The error estimates in the first table were calculated by summing the absolute differences between the published NASS number and the final weighted census number for 24 items for each of the 16 weighting schemes. The mean of these 16 error estimates for each commodity was then calculated and each of the error estimates was divided by this new mean to develop an index estimate for each commodity-scheme combination. These indexes were then averaged across all commodities to produce the displayed weighting scheme index. This method of comparison allows larger counties to have a greater effect on the commodity-scheme index value than smaller counties, and thus attempts to indicate whether or not the calibration scheme produced "good" estimates for the "important" counties for each commodity.

Table 7
Published Estimates - Absolute Error
District Level Calibration State Level Calibration
Initial = 1 Initial = Census Initial = 1 Initial = Census
"All" Commodities Calibrated EOs Excluded 0.9838 0.9694 0.9800 0.9680
EOs Included 1.0330 1.0735 1.0447 1.0176
"Top" Commodities Calibrated EOs Excluded 0.9957 0.9756 0.9587 0.9386
EOs Included 1.0275 1.0378 1.0117 0.9847

The second table uses the same method as the previous table except instead of absolute error the absolute percentage error was computed initially. This method allows the small counties to have a much greater effect in the comparison, and, thus, attempts to indicate whether or not the calibration scheme produced generally "good" estimates for all counties for each commodity.

Table 8
Published Estimates - Percentage Error
District Level Calibration State Level Calibration
Initial = 1 Initial = Census Initial = 1 Initial = Census
"All" Commodities Calibrated EOs Excluded 0.9464 0.9438 0.9596 0.9554
EOs Included 0.9928 1.0818 1.1000 1.0915
"Top" Commodities Calibrated EOs Excluded 0.9349 0.9310 0.9368 0.9325
EOs Included 0.9947 1.0647 1.0661 1.0681

In both tables numbers less than one indicate "better" estimates at the county level when compared to current NASS county estimates. As previously mentioned, in every single case the scheme with extreme operators removed produced better results than the corresponding case with extreme operators included in the calibration process. Also, in both tables it is obvious the state level calibration of the top commodities with the EOs excluded produced the "best" results. Examination of the Percentage Error table seems to indicate that the choice of initial starting value and level of calibration is irrelevant. The following table, which lists the maximum index value across all commodities was examined. It seems reasonable to select the scheme which does not decrease the overall error at the expense of a relatively large error in one or two commodities.

Table 9
Published Estimates - Percentage Error - Maximum Index Value
District Level Calibration State Level Calibration
Initial = 1 Initial = Census Initial = 1 Initial = Census
"All" Commodities Calibrated EOs Excluded 1.1066 1.0854 1.1089 1.0809
EOs Included 1.4538 1.4761 1.4218 1.4261
"Top" Commodities Calibrated EOs Excluded 1.1290 1.1019 1.1018 1.0687
EOs Included 1.3985 1.4517 1.2348 1.2573

The results in this table, when combined with the previous two tables, lead to the conclusion that the "best" calibration scheme for Michigan is, again, to use an initial weight equal to the original census weight, exclude EOs, and to calibrate only the top commodities at the state level.

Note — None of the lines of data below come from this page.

PR #784, opened 2023-09-15
feat(referenceLines): showFullDimension option to ReferenceLines tool

m00n620:
### Context

At the moment reference lines are moving on other tool interactions(Zoom, Pan). I think we need a way to make the reference lines not moving and fit to the image.

### Changes & Results

Added `showFullDimension` option to `ReferenceLines` tool to change annotation renders.


sedghi (approved):
Great work thanks

PR #787, opened 2023-09-18
fix(Stack prefetch): should not remove other requests 

sedghi:
### Context

If the viewport Grid has a stack and a volume of the same displaySet then the volume would not load complete for the bug this PR fixes. I don't know why we set the clearRequests for the stack prefetch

Under this calibration scheme Caljack appears to be a very promising tool for use in producing a one number census for the 2002 Census of Agriculture. However, a few minor modifications to the program, such as the handling of convergence failures, would make the program an ideal tool for this application.

References

DEVILLE, J.C. and SÄRNDAL, C.E. (1992). Calibration estimators in survey sampling. Journal of the American Statistical Association, 87, 376-382.

DEVILLE, J.C., SÄRNDAL, C.E., and SAUTORY, O. (1993). Generalized raking procedures in survey sampling. Journal of the American Statistical Association, 88, 1013-1020.

SINGH, A.C. and MOHL, C.A. (1996). Understanding calibration estimators in survey sampling. Survey Methodology, 22, 107-115.